Make (ehemals Integromat) verbindet über 3.000 Apps in einer visuellen Szenario-Oberfläche. Verzweigungen, Filter und Fehlerbehandlung klickst du als Flussdiagramm zusammen, dazu kommen KI-Module für OpenAI, Claude und Gemini sowie eigene KI-Agenten. Das Produkt gehört seit 2020 zu Celonis, euer Vertragspartner ist die US-Gesellschaft Celonis, Inc. in New York.

4,0 von 5

Stand 4. August 2026

Preismodell Freemium, Kostenlos mit 1.000 Credits pro Monat; Core ab 10,32 Euro (12 USD)/Monat bei Jahreszahlung mit 10.000 Credits
Betriebsort Cloud
DSGVO im Einzelfall zu prüfen
Quelloffen nein

Wenn ein Auftrag ins CRM kommt, soll automatisch eine Nachricht in Slack erscheinen, in der Projektverwaltung eine Aufgabe entstehen und eine Bestätigungs-Mail hinausgehen. Genau solche mehrstufigen Abläufe baust du in Make zusammen, ohne eine Zeile Code zu schreiben.

Wichtigste Funktionen

  • Visueller Szenario-Editor: Make stellt jeden Ablauf als Flussdiagramm dar. Module verbindest du mit der Maus, Verzweigungen und Filter kommen per Klick hinzu. Du siehst auf einen Blick, wie Daten von App zu App fließen und wo sie umgeformt werden.
  • Über 3.000 App-Integrationen: Der Katalog reicht von CRM-Systemen wie HubSpot und Salesforce über Buchhaltungsprogramme bis zu Social-Media-Plattformen und listet aktuell 3.542 Apps. Für alles ohne fertiges Modul gibt es HTTP-Module, mit denen du beliebige Web-Schnittstellen (REST-APIs) anbindest.
  • Eingebaute KI-Module: Make hat eigene Module für OpenAI, Claude, Gemini und weitere Dienste. Textzusammenfassungen, Klassifikationen, Übersetzungen oder Bildanalysen baust du damit direkt in deine Szenarien ein, ohne eigenen Code für die Schnittstelle zu schreiben. Am 31.07.2026 hat Make die Credit-Kosten für die OpenAI-Modelle gesenkt und Opus 5 sowie Gemini 3.6 Flash aufgenommen.
  • KI-Agenten mit Sub-Agenten: In allen Tarifen baust du KI-Agenten, die je nach Situation selbst entscheiden, welches Szenario oder Werkzeug als Nächstes folgt.
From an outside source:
PR #823, opened 2024-04-18
pqarrow/builder: Add OptFloat64Builder

metalmatze:
We mostly need this because it supports the Set and Add methods compared to the upstream Float64Builder.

Seit dem 27.07.2026 kann ein Agent auch andere Agenten als Werkzeug einsetzen, allerdings nur eine Ebene tief. Die Funktion läuft weiterhin als Beta, wahlweise über den KI-Anbieter von Make oder über einen eigenen Modellschlüssel.
  • Fehlerbehandlung und Logik: Bedingte Pfade, Verteiler auf mehrere Zweige (in Make Router genannt), Schleifen und eigene Fehlerpfade konfigurierst du visuell. Damit baust du Szenarien, die bei einem Fehler auf einen Ausweichpfad wechseln, statt still zu scheitern.
  • Private Bereiche je Mitglied: Seit dem 17.07.2026 bekommt jedes Mitglied einer Organisation einen eigenen Bereich, in dem Modul-Einstellungen und Verbindungen für die anderen unsichtbar bleiben. Ein Administrator setzt dort ein Credit-Limit. Einsicht in Szenarionamen und Verbrauch gibt es nur im Unternehmenstarif.

Preise und Tarife

Seit dem 27.08.2025 rechnet Make in Credits statt in Operationen ab. Die Umstellung lief 1:1, und ein normaler Modulaufruf kostet weiterhin 1 Credit, unabhängig von der Datenmenge. Die KI-Funktionen rechnen dagegen nach Tokenmenge, Dateigröße oder Seitenzahl ab, und eigener JavaScript- oder Python-Code kostet 2 Credits je Sekunde Laufzeit. Damit ist der Verbrauch bei klassischen Szenarien gut planbar, bei KI-lastigen vorab kaum.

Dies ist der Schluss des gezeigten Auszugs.